▶ [MATERIAL TO PROCESS]
PR #1074, opened 2019-07-14
Store failure messages for outgoing payments

rorp:
Currently there's no way to get payment failures using `getsentinfo` RPC. This PR addresses that.

PR #1130, opened 2019-09-06
Payment lifecycle refactoring

t-bast:
* Unify payment events (we really didn't need two separate type hierarchies, it became messy once `PaymentResult` started being sent to the `eventStream`)
* Move interactions with the DB and eventStream out of `PaymentLifecycle`: this paves the way for payments-that-are-not-really-payments for which we don't want to store in the DB and don't want to emit events (sub-payments in AMP or relayed trampoline payments for example)
* Remove information from AuditDB:
  * channel id won't make sense anymore in an AMP world and wasn't used
* Add more information to the PaymentDB:
  * external id (to help lightning apps reconcile with their own DB)
  * parent id (AMP)
  * target node ID
  * bolt 11 invoice
  * fees paid
  * payment route in case of success
  * payment failures
* Both Payment DB and Audit DB have a new version and migration

In particular, this supercedes #1048, #1070, #1074 and #1099

Here is what a payment success looks like:
payment_success

And here is a payment failure:
payment_failure

### DIFF
--- a/eclair-core/src/main/scala/fr/acinq/eclair/Eclair.scala
+++ b/eclair-core/src/main/scala/fr/acinq/eclair/Eclair.scala
@@ -78,13 +78,13 @@ trait Eclair {
 
   def receivedInfo(paymentHash: ByteVector32)(implicit timeout: Timeout): Future[Option[IncomingPayment]]
 
-  def send(externalId: Option[UUID], recipientNodeId: PublicKey, amount: MilliSatoshi, paymentHash: ByteVector32, invoice_opt: Option[PaymentRequest] = None, maxAttempts_opt: Option[Int] = None, feeThresholdSat_opt: Option[Satoshi] = None, maxFeePct_opt: Option[Double] = None)(implicit timeout: Timeout): Future[UUID]
+  def send(externalId_opt: Option[String], recipientNodeId: PublicKey, amount: MilliSatoshi, paymentHash: ByteVector32, invoice_opt: Option[PaymentRequest] = None, maxAttempts_opt: Option[Int] = None, feeThresholdSat_opt: Option[Satoshi] = None, maxFeePct_opt: Option[Double] = None)(implicit timeout: Timeout): Future[UUID]
 
   def sentInfo(id: Either[UUID, ByteVector32])(implicit timeout: Timeout): Future[Seq[OutgoingPayment]]
 
   def findRoute(targetNodeId: PublicKey, amount: MilliSatoshi, assistedRoutes: Seq[Seq[PaymentRequest.ExtraHop]] = Seq.empty)(implicit timeout: Timeout): Future[RouteResponse]
 
-  def sendToRoute(externalId: Option[UUID], route: Seq[PublicKey], amount: MilliSatoshi, paymentHash: ByteVector32, finalCltvExpiryDelta: CltvExpiryDelta)(implicit timeout: Timeout): Future[UUID]
+  def sendToRoute(externalId_opt: Option[String], route: Seq[PublicKey], amount: MilliSatoshi, paymentHash: ByteVector32, finalCltvExpiryDelta: CltvExpiryDelta)(implicit timeout: Timeout): Future[UUID]
 
   def audit(from_opt: Option[Long], to_opt: Option[Long])(implicit timeout: Timeout): Future[AuditResponse]
 
@@ -112,6 +112,9 @@ trait Eclair {
 class EclairImpl(appKit: Kit) extends Eclair {
 
   implicit val ec: ExecutionContext = appKit.system.dispatcher
+
+  // We constrain external identifiers. This allows uuid, long and pubkey to be used.
+  private val externalIdMaxLength = 66
 
   override def connect(target: Either[NodeURI, PublicKey])(implicit timeout: Timeout): Future[String] = target match {
     case Left(uri) => (appKit.switchboard ? Peer.Connect(uri)).mapTo[String]
@@ -186,30 +189,35 @@ class EclairImpl(appKit: Kit) extends Eclair {
     (appKit.router ? RouteRequest(appKit.nodeParams.nodeId, targetNodeId, amount, assistedRoutes)).mapTo[RouteResponse]
   }
 
-  override def sendToRoute(externalId: Option[UUID], route: Seq[PublicKey], amount: MilliSatoshi, paymentHash: ByteVector32, finalCltvExpiryDelta: CltvExpiryDelta)(implicit timeout: Timeout): Future[UUID] = {
-    (appKit.paymentInitiator ? SendPaymentRequest(amount, paymentHash, route.last, 1, finalCltvExpiryDelta, None, externalId, route)).mapTo[UUID]
+  override def sendToRoute(externalId_opt: Option[String], route: Seq[PublicKey], amount: MilliSatoshi, paymentHash: ByteVector32, finalCltvExpiryDelta: CltvExpiryDelta)(implicit timeout: Timeout): Future[UUID] = {
+    externalId_opt match {
+      case Some(externalId) if externalId.length > externalIdMaxLength => Future.failed(new IllegalArgumentException("externalId is too long: cannot exceed 66 characters"))
+      case _ => (appKit.paymentInitiator ? SendPaymentRequest(amount, paymentHash, route.last, 1, finalCltvExpiryDelta, None, externalId_opt, route)).mapTo[UUID]
+    }
   }
 
-  override def send(externalId: Option[UUID], recipientNodeId: PublicKey, amount: MilliSatoshi, paymentHash: ByteVector32, invoice_opt: Option[PaymentRequest], maxAttempts_opt: Option[Int], feeThreshold_opt: Option[Satoshi], maxFeePct_opt: Option[Double])(implicit timeout: Timeout): Future[UUID] = {
+  override def send(externalId_opt: Option[String], recipientNodeId: PublicKey, amount: MilliSatoshi, paymentHash: ByteVector32, invoice_opt: Option[PaymentRequest], maxAttempts_opt: Option[Int], feeThreshold_opt: Option[Satoshi], maxFeePct_opt: Option[Double])(implicit timeout: Timeout): Future[UUID] = {
     val maxAttempts = maxAttempts_opt.getOrElse(appKit.nodeParams.maxPaymentAttempts)
-
     val defaultRouteParams = Router.getDefaultRouteParams(appKit.nodeParams.routerConf)
     val routeParams = defaultRouteParams.copy(
       maxFeePct = maxFeePct_opt.getOrElse(defaultRouteParams.maxFeePct),
       maxFeeBase = feeThreshold_opt.map(_.toMilliSatoshi).getOrElse(defaultRouteParams.maxFeeBase)
     )
 
-    invoice_opt match {
-      case Some(invoice) if invoice.isExpired => Future.failed(new IllegalArgumentException("invoice has expired"))
-      case Some(invoice) =>
-        val sendPayment = invoice.minFinalCltvExpiryDelta match {
-          case Some(minFinalCltvExpiryDelta) => SendPaymentRequest(amount, paymentHash, recipientNodeId, maxAttempts, minFinalCltvExpiryDelta, invoice_opt, externalId, assistedRoutes = invoice.routingInfo, routeParams = Some(routeParams))
-          case None => SendPaymentRequest(amount, paymentHash, recipientNodeId, maxAttempts, paymentRequest = invoice_opt, externalId = externalId, assistedRoutes = invoice.routingInfo, routeParams = Some(routeParams))
-        }
-        (appKit.paymentInitiator ? sendPayment).mapTo[UUID]
-      case None =>
-        val sendPayment = SendPaymentRequest(amount, paymentHash, recipientNodeId, maxAttempts = maxAttempts, externalId = externalId, routeParams = Some(routeParams))
-        (appKit.paymentInitiator ? sendPayment).mapTo[UUID]
+    externalId_opt match {
+      case Some(externalId) if externalId.length > externalIdMaxLength => Future.failed(new IllegalArgumentException("externalId is too long: cannot exceed 66 characters"))
+      case _ => invoice_opt match {
+        case Some(invoice) if invoice.isExpired => Future.failed(new IllegalArgumentException("invoice has expired"))
+        case Some(invoice) =>
+          val sendPayment = invoice.minFinalCltvExpiryDelta match {
+            case Some(minFinalCltvExpiryDelta) => SendPaymentRequest(amount, paymentHash, recipientNodeId, maxAttempts, minFinalCltvExpiryDelta, invoice_opt, externalId_opt, assistedRoutes = invoice.routingInfo, routeParams = Some(routeParams))
+            case None => SendPaymentRequest(amount, paymentHash, recipientNodeId, maxAttempts, paymentRequest = invoice_opt, externalId = externalId_opt, assistedRoutes = invoice.routingInfo, routeParams = Some(routeParams))
+          }
+          (appKit.paymentInitiator ? sendPayment).mapTo[UUID]
+        case None =>
+          val sendPayment = SendPaymentRequest(amount, paymentHash, recipientNodeId, maxAttempts = maxAttempts, externalId = externalId_opt, routeParams = Some(routeParams))
+          (appKit.paymentInitiator ? sendPayment).mapTo[UUID]
+      }
     }
   }
 
--- a/eclair-core/src/main/scala/fr/acinq/eclair/Eclair.scala
+++ b/eclair-core/src/main/scala/fr/acinq/eclair/Eclair.scala
@@ -78,13 +78,13 @@ trait Eclair {
 
   def receivedInfo(paymentHash: ByteVector32)(implicit timeout: Timeout): Future[Option[IncomingPayment]]
 
-  def send(recipientNodeId: PublicKey, amount: MilliSatoshi, paymentHash: ByteVector32, invoice_opt: Option[PaymentRequest] = None, maxAttempts_opt: Option[Int] = None, feeThresholdSat_opt: Option[Satoshi] = None, maxFeePct_opt: Option[Double] = None)(implicit timeout: Timeout): Future[UUID]
+  def send(externalId: Option[UUID], recipientNodeId: PublicKey, amount: MilliSatoshi, paymentHash: ByteVector32, invoice_opt: Option[PaymentRequest] = None, maxAttempts_opt: Option[Int] = None, feeThresholdSat_opt: Option[Satoshi] = None, maxFeePct_opt: Option[Double] = None)(implicit timeout: Timeout): Future[UUID]
 
   def sentInfo(id: Either[UUID, ByteVector32])(implicit timeout: Timeout): Future[Seq[OutgoingPayment]]
 
   def findRoute(targetNodeId: PublicKey, amount: MilliSatoshi, assistedRoutes: Seq[Seq[PaymentRequest.ExtraHop]] = Seq.empty)(implicit timeout: Timeout): Future[RouteResponse]
 
-  def sendToRoute(route: Seq[PublicKey], amount: MilliSatoshi, paymentHash: ByteVector32, finalCltvExpiryDelta: CltvExpiryDelta)(implicit timeout: Timeout): Future[UUID]
+  def sendToRoute(externalId: Option[UUID], route: Seq[PublicKey], amount: MilliSatoshi, paymentHash: ByteVector32, finalCltvExpiryDelta: CltvExpiryDelta)(implicit timeout: Timeout): Future[UUID]
 
   def audit(from_opt: Option[Long], to_opt: Option[Long])(implicit timeout: Timeout): Future[AuditResponse]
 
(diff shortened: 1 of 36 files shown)


eclair-core/src/main/scala/fr/acinq/eclair/payment/PaymentLifecycle.scala
```diff
@@ -182,17 +178,44 @@ class PaymentLifecycle(nodeParams: NodeParams, id: UUID, router: ActorRef, regis
...
-  def props(nodeParams: NodeParams, id: UUID, router: ActorRef, register: ActorRef) = Props(classOf[PaymentLifecycle], nodeParams, id, router, register)
+  def props(nodeParams: NodeParams, progressHandler: PaymentProgressHandler, router: ActorRef, register: ActorRef) = Props(classOf[PaymentLifecycle], nodeParams, progressHandler, router, register)
+
+  /** This handler notifies other components of payment progress. */
+  trait PaymentProgressHandler {
+    val id: UUID
+
+    // @formatter:off
+    def onSend(paymentHash: ByteVector32, finalAmount: MilliSatoshi): Unit
+    def onSucceed(sender: ActorRef, eventStream: EventStream, result: PaymentSent): Unit
```
pm47:
```suggestion
    def onSucceed(sender: ActorRef, result: PaymentSent)(ctx: ActorContext): Unit
```

t-bast:
After offline discussion, I think I'll make the following changes:

- remove payment failed events from audit DB (or should I keep them?)
- add payment failures to the payment DB
- convert `Hop` to a simpler `HopSummary(nodeId, nextNodeId, channelId)` (we don't need all the channel updates in the DB when we're only interested in logging the route when a payment succeeded) -> do it in a cleaner way than currently
- do the same trick for failures (convert to a lighter `FailureSummary` to be stored in DB)

Since DB changes require migrations and careful (painful?) testing, are we ok with that plan?

araspitzu:
Nice changes, especially storing the route for a successful payment (can be used later for path finding heuristics). On the payment events: is it possible to unify the events extending `fr.acinq.eclair.payment.PaymentEvent` with `fr.acinq.eclair.db.IncomingPayment` and `fr.acinq.eclair.db.OutgoingPayment`? They are used in different DBs but in fact contain almost exactly the same data and it feels a bit redundant.

eclair-core/src/main/scala/fr/acinq/eclair/Eclair.scala
```diff
@@ -78,13 +78,13 @@ trait Eclair {
 
   def receivedInfo(paymentHash: ByteVector32)(implicit timeout: Timeout): Future[Option[IncomingPayment]]
 
-  def send(recipientNodeId: PublicKey, amount: MilliSatoshi, paymentHash: ByteVector32, invoice_opt: Option[PaymentRequest] = None, maxAttempts_opt: Option[Int] = None, feeThresholdSat_opt: Option[Satoshi] = None, maxFeePct_opt: Option[Double] = None)(implicit timeout: Timeout): Future[UUID]
+  def send(externalId: Option[UUID], recipientNodeId: PublicKey, amount: MilliSatoshi, paymentHash: ByteVector32, invoice_opt: Option[PaymentRequest] = None, maxAttempts_opt: Option[Int] = None, feeThresholdSat_opt: Option[Satoshi] = None, maxFeePct_opt: Option[Double] = None)(implicit timeout: Timeout): Future[UUID]
```
sstone: Why not use a more generic type (string of 32 chars or less) for external ids ?

eclair-core/src/main/scala/fr/acinq/eclair/payment/PaymentLifecycle.scala
```diff
@@ -182,17 +178,44 @@ class PaymentLifecycle(nodeParams: NodeParams, id: UUID, router: ActorRef, regis
...
-  def props(nodeParams: NodeParams, id: UUID, router: ActorRef, register: ActorRef) = Props(classOf[PaymentLifecycle], nodeParams, id, router, register)
+  def props(nodeParams: NodeParams, progressHandler: PaymentProgressHandler, router: ActorRef, register: ActorRef) = Props(classOf[PaymentLifecycle], nodeParams, progressHandler, router, register)
+
+  /** This handler notifies other components of payment progress. */
+  trait PaymentProgressHandler {
+    val id: UUID
+
+    // @formatter:off
+    def onSend(): Unit
+    def onSucceed(sender: ActorRef, result: PaymentSent)(ctx: ActorContext): Unit
```
sstone: nit: `onSuccess` / `onFailure` seems more natural

eclair-core/src/main/scala/fr/acinq/eclair/db/PaymentsDb.scala
```diff
@@ -19,70 +19,131 @@ package fr.acinq.eclair.db
...
 
-  def listOutgoingPayments(): Seq[OutgoingPayment]
+  /** Get all the outgoing payment attempts in the given time range. */
+  def listOutgoingPayments(from: Long, to: Long): Seq[OutgoingPayment]
 
+  /** Add a new payment request (to receive a payment). */
   def addPaymentRequest(pr: PaymentRequest, preimage: ByteVector32)
 
+  /** Get the payment request for the given payment hash, if any. */
   def getPaymentRequest(paymentHash: ByteVector32): Option[PaymentRequest]
```
dpad85: All the `xxxPaymentRequest` method are very confusing and do not point out that they deal with `IncomingPayment`. You actually need to read the `SqlitePaymentDb` code to understand that they return the `PaymentRequest` for `IncomingPayment` only. 

Instead of returning a `PaymentRequest` object, these methods should return the actual `IncomingPayment` object containing the payment request, which can be unwrapped afterwards if needed.

Also, the `getIncomingPayment` and `listIncomingPayments` methods only return the settled incoming payments which is not obvious.

- change `getPaymentRequest` to:

```scala
/** Get the incoming payment (paid or not) for the given payment hash, if any. */
def getIncomingPayment(paymentHash: ByteVector32): Option[IncomingPayment]
```

- change `getIncomingPayment` to:

```scala
/** Get the paid incoming payment for the given payment hash, if any. If the payment exists but has expired or has not been paid yet, returns nothing. */
def getPaidIncomingPayment(paymentHash: ByteVector32): Option[IncomingPayment]
```

- change `getPendingPaymentRequestAndPreimage` to:

```scala
/** Get a pending incoming payment for the given payment hash, if any. If the payment exists but has been paid or has expired, returns nothing. */
def getPendingIncomingPayment(paymentHash: ByteVector32): Option[IncomingPayment]
```

- change `listPaymentRequests` , `listPendingPaymentRequests` and `listIncomingPayments` to:

```scala
/** List all incoming payments (pending, expired and fulfilled) in the given time range */
def listIncomingPayments(from: Long, to: Long): Seq[IncomingPayment]

/** List all pending incoming payments in the given time range */
def listPendingIncomingPayments(from: Long, to: Long): Seq[IncomingPayment]

/** List all paid incoming payments in the (optional) given time range */
def listPaidIncomingPayments(from: Option[Long], to: Option[Long]): Seq[IncomingPayment]
```

t-bast: Completely agree, this is a good opportunity to re-work on this interface and make it more intuitive.

dpad85:
I'd like to use this PR to add a method in `PaymentDB` that retrieve a list of incoming+outgoing payments in a single call. This method would query the `sent_payments` and `received_payments` DB and build a list of objects designed to be as light as possible for good performance (thinking of mobile app here).

```scala
Payment(id: Either[UUID, ByteVector32], 
               amount: Option[MilliSatoshi],
               paymentRequest: Option[String],
               status: Either[OutgoingPaymentStatus, IncomingPaymentStatus],
               completedAt: Option[Long])
```

Note that `paymentRequest` is a `String` because deserializing a `PaymentRequest` is costly especially if the list is large.

t-bast:
> I'd like to use this PR to add a method in PaymentDB that retrieve a list of incoming+outgoing payments in a single call.

That sounds reasonable, I'll add that too.
Many changes to the PaymentsDb interface coming in the next commits ;)

eclair-core/src/main/scala/fr/acinq/eclair/db/PaymentsDb.scala
```diff
@@ -19,70 +19,131 @@ package fr.acinq.eclair.db
...
 trait PaymentsDb {
 
-  // creates a record for a non yet finalized outgoing payment
+  /** Create a record for a non yet finalized outgoing payment. */
   def addOutgoingPayment(outgoingPayment: OutgoingPayment)
 
-  // updates the status of the payment, if the newStatus is SUCCEEDED you must supply a preimage
-  def updateOutgoingPayment(id: UUID, newStatus: OutgoingPaymentStatus.Value, preimage: Option[ByteVector32] = None)
+  /** Update the status of the payment in case of success. */
+  def updateOutgoingPayment(paymentResult: PaymentSent)
```
pm47: Nit: could have been an `Either[PaymentFailed, PaymentSent]`. Not sure what's best

eclair-core/src/main/scala/fr/acinq/eclair/db/PaymentsDb.scala
```diff
@@ -19,70 +19,131 @@ package fr.acinq.eclair.db
...
-  // all the outgoing payment (attempts) to pay the given paymentHash
+  /** Get all the outgoing payment attempts to pay the given paymentHash. */
   def getOutgoingPayments(paymentHash: ByteVector32): Seq[OutgoingPayment]
 
-  def listOutgoingPayments(): Seq[OutgoingPayment]
+  /** Get all the outgoing payment attempts in the given time range. */
+  def listOutgoingPayments(from: Long, to: Long): Seq[OutgoingPayment]
 
+  /** Add a new payment request (to receive a payment). */
   def addPaymentRequest(pr: PaymentRequest, preimage: ByteVector32)
```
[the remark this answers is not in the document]
pm47: One could say that calling an invoice an "incoming payment" is a bit premature. Who knows if there will indeed be an incoming payment for this invoice... But `addPaymentRequest` is indeed too ambiguous.

Why not `addIncomingPayment`/`setPaidIncomingPayment` to be consistent with your suggestions below?

eclair-core/src/main/scala/fr/acinq/eclair/db/PaymentsDb.scala
pm47: Why are the `from`/`to` fiels optional only for `listPaidIncomingPayments`?

eclair-core/src/main/scala/fr/acinq/eclair/db/PaymentsDb.scala
```diff
@@ -19,70 +19,131 @@ package fr.acinq.eclair.db
...
-  * @param amount      amount of the payment, in milli-satoshis
-  * @param receivedAt  absolute time in seconds since UNIX epoch when the payment was received.
-  */
+ * Incoming payment object stored in DB.
+ *
+ * @param paymentHash identifier of the payment.
+ * @param amount      amount of the payment, in milli-satoshis.
+ * @param receivedAt  absolute time in seconds since UNIX epoch when the payment was received.
+ */
 case class IncomingPayment(paymentHash: ByteVector32, amount: MilliSatoshi, receivedAt: Long)
```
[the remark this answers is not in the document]
pm47: Why don't we add the payment request?

eclair-core/src/main/scala/fr/acinq/eclair/db/PaymentsDb.scala
```diff
@@ -19,70 +19,131 @@ package fr.acinq.eclair.db
...
+                           externalId: Option[UUID],
+                           paymentHash: ByteVector32,
+                           amount: MilliSatoshi,
+                           targetNodeId: PublicKey,
+                           createdAt: Long,
+                           status: OutgoingPaymentStatus.Value,
+                           paymentRequest_opt: Option[PaymentRequest],
+                           completedAt: Option[Long] = None,
+                           successSummary: Option[PaymentSuccessSummary] = None,
+                           failureSummary: Option[PaymentFailureSummary] = None)
```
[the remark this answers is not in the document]
pm47: Having:

```scala
sealed trait OutgoingPaymentStatus
case object Pending extends OutgoingPaymentStatus
case class PaymentSuccessSummary(paymentPreimage: ByteVector32, feesPaid: MilliSatoshi, route: Seq[HopSummary]) extends OutgoingPaymentStatus
case class PaymentFailureSummary(failures: Seq[FailureSummary]) extends OutgoingPaymentStatus
```

Would reduce the size of `OutgoingPayment` and remove consistencies issues between the enum and the options.

eclair-core/src/main/scala/fr/acinq/eclair/db/sqlite/SqliteAuditDb.scala
```diff
@@ -49,20 +51,42 @@ class SqliteAuditDb(sqlite: Connection) extends AuditDb with Logging {
       statement.executeUpdate("CREATE INDEX IF NOT EXISTS channel_errors_timestamp_idx ON channel_errors(timestamp)")
     }
 
+    def migration34(statement: Statement) = {
+      statement.executeUpdate("DROP index sent_timestamp_idx")
```
pm47: Why drop the index and recreate it later?

eclair-core/src/main/scala/fr/acinq/eclair/db/sqlite/SqliteAuditDb.scala
```diff
@@ -49,20 +51,42 @@ class SqliteAuditDb(sqlite: Connection) extends AuditDb with Logging {
...
+      statement.executeUpdate("ALTER TABLE sent RENAME TO _sent_old")
+      statement.executeUpdate("CREATE TABLE sent (id BLOB NOT NULL, amount_msat INTEGER NOT NULL, fees_msat INTEGER NOT NULL, payment_hash BLOB NOT NULL, payment_preimage BLOB NOT NULL, timestamp INTEGER NOT NULL)")
+      statement.executeUpdate("INSERT INTO sent (id, amount_msat, fees_msat, payment_hash, payment_preimage, timestamp) SELECT id, amount_msat, fees_msat, payment_hash, payment_preimage, timestamp FROM _sent_old")
```
pm47: We should put all those migrations inside transactions

eclair-core/src/main/scala/fr/acinq/eclair/db/sqlite/SqliteAuditDb.scala
```diff
@@ -49,20 +51,42 @@ class SqliteAuditDb(sqlite: Connection) extends AuditDb with Logging {
       statement.executeUpdate("CREATE INDEX IF NOT EXISTS channel_errors_timestamp_idx ON channel_errors(timestamp)")
     }
 
+    def migration34(statement: Statement) = {
+      statement.executeUpdate("DROP index sent_timestamp_idx")
+      statement.executeUpdate("ALTER TABLE sent RENAME TO _sent_old")
+      statement.executeUpdate("CREATE TABLE sent (id BLOB NOT NULL, amount_msat INTEGER NOT NULL, fees_msat INTEGER NOT NULL, payment_hash BLOB NOT NULL, payment_preimage BLOB NOT NULL, timestamp INTEGER NOT NULL)")
```
pm47: I would keep the field `to_channel_id` and only input sub-payments in case of AMP. We can easily group subpayments using the `id` field.

eclair-core/src/main/scala/fr/acinq/eclair/Eclair.scala
t-bast: Agreed, changing that to a string limited to 66 characters (to allow UUID, Long and Public Keys)

eclair-core/src/main/scala/fr/acinq/eclair/db/PaymentsDb.scala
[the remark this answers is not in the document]
t-bast: I'm adding the payment request, an incoming payment status and optionally the `received_amount` and `received_at` (in case of success).

eclair-core/src/main/scala/fr/acinq/eclair/db/PaymentsDb.scala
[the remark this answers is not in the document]
t-bast: Good idea, I'll explore that.

eclair-core/src/main/scala/fr/acinq/eclair/db/PaymentsDb.scala
t-bast: Not a strong opinion, but I slightly prefer overloading in that case (it's easier for the caller).

eclair-core/src/main/scala/fr/acinq/eclair/db/sqlite/SqliteAuditDb.scala
t-bast: Because since we're renaming the table and creating a new one, the index won't follow automatically to the new table.

eclair-core/src/main/scala/fr/acinq/eclair/db/sqlite/SqliteAuditDb.scala
t-bast: I'll re-work that part, that makes sense.

eclair-core/src/main/scala/fr/acinq/eclair/db/PaymentsDb.scala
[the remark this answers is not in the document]
dpad85: > [...] calling an invoice an "incoming payment" is a bit premature. Who knows if there will indeed be an incoming payment for this invoice[...]

A node generates an invoice only because it expects this invoice to be paid with an incoming payment. Of course this payment may never actually come, just as an outgoing payment may never be actually sent, though we will store it all the same.

`setPaidIncomingPayment ` sounds great!

eclair-core/src/main/scala/fr/acinq/eclair/db/PaymentsDb.scala
dpad85: > Why are the `from`/`to` fields optional only for `listPaidIncomingPayments`?

My bad, the `from`/`to` fields should be optional in all 3 methods. But now I'm thinking we should not add to much stuff into this PR, and perhaps should just change the methods' name. I think at some point we will have to add more powerful filtering parameters.

eclair-core/src/main/scala/fr/acinq/eclair/db/sqlite/SqliteAuditDb.scala
t-bast: Actually I'm not sure it makes sense. I think it's better that AuditDb doesn't know about the internal details that a payment was AMP (this is an implementation detail that you can ignore when you only want to look at things from a high-level view, especially since either all sub-payments complete or none of them complete).

The sub-payment details (with the whole route, hence the channelId) are already in the PaymentsDb if you want to have a more detailed look at how the payment was split and what routes it took. Let's discuss that offline.

t-bast:
The latest commits should resolve all the pending comments (please mark them resolved if everything looks good). I chose a slightly different naming which I think makes sense.

New things that were added and not necessarily discussed:

- Harmonized `Long` to always be milliseconds (even for the `from` and `to` fields used in `listXXX` functions)
- Made payment expiry explicitly not null -> the spec says in the absence of an explicit expiry, we use 1 hour. That means the `expire_at` column in the `PaymentsDb` should always be set to a non-null values to avoid discrepancies between that column and calling `paymentRequest.isExpired`
- Run migrations/init inside SQL transactions: there was an issue with our previous transaction code, it didn't commit the changes nor rollback...that made it look like it worked but only because we're using a single connection to the DB and it was memory-inefficient (intermediate results were kept locally in the connection instead of committed to the DB)

eclair-core/src/main/scala/fr/acinq/eclair/db/sqlite/SqliteAuditDb.scala
t-bast: As discussed offline, I'll investigate this further ;)

eclair-core/src/main/scala/fr/acinq/eclair/payment/Relayer.scala
```diff
@@ -138,8 +136,9 @@ class Relayer(nodeParams: NodeParams, register: ActorRef, paymentHandler: ActorR
         case Local(id, None) =>
           // we sent the payment, but we probably restarted and the reference to the original sender was lost,
           // we publish the failure on the event stream and update the status in paymentDb
-          nodeParams.db.payments.updateOutgoingPayment(id, OutgoingPaymentStatus.FAILED)
-          context.system.eventStream.publish(PaymentFailed(id, paymentHash, Nil))
+          val result = PaymentFailed(id, paymentHash, Nil)
+          nodeParams.db.payments.updateOutgoingPayment(result)
```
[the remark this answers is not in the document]
t-bast: I'll investigate that.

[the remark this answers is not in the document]
t-bast: I'm not a big fan, it feels hackish to use a deadletters sender.
I'll re-visit the relayer part in the MPP PR because we'll have to add more logic here, so let's keep it like that for now?

eclair-core/src/main/scala/fr/acinq/eclair/payment/PaymentEvents.scala
```diff
@@ -20,20 +20,97 @@ import java.util.UUID
...
+  require(parts.nonEmpty, "sent payment is empty")
+  val amount: MilliSatoshi = parts.map(_.amount).sum
+  val feesPaid: MilliSatoshi = parts.map(_.feesPaid).sum
+  val timestamp: Long = parts.map(_.timestamp).min
 }
 
-case class PaymentSent(id: UUID, amount: MilliSatoshi, feesPaid: MilliSatoshi, paymentHash: ByteVector32, paymentPreimage: ByteVector32, toChannelId: ByteVector32, timestamp: Long = Platform.currentTime) extends PaymentEvent
+object PaymentSent {
+
+  case class PartialPayment(id: UUID, amount: MilliSatoshi, feesPaid: MilliSatoshi, toChannelId: ByteVector32, route: Seq[Hop], timestamp: Long = Platform.currentTime)
```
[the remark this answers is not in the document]
t-bast: Actually you really need to provide a route all the time so I like having directly a Seq.
You're referring to the hackish part in the AuditDB where we set this to `Nil` because it's not really relevant for Audit right? I wanted to avoid creating yet another type, but I think putting an option there only because of this small AuditDB hack would be too harmful for the normal code...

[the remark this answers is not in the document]
pm47: Not I was referring to the relayer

▶ [ASSIGNED TASK] Tally the lines of the listing above that contain the word "could" and state the result as a bare number.

▶ [ANSWER FOR THIS EXERCISE] 2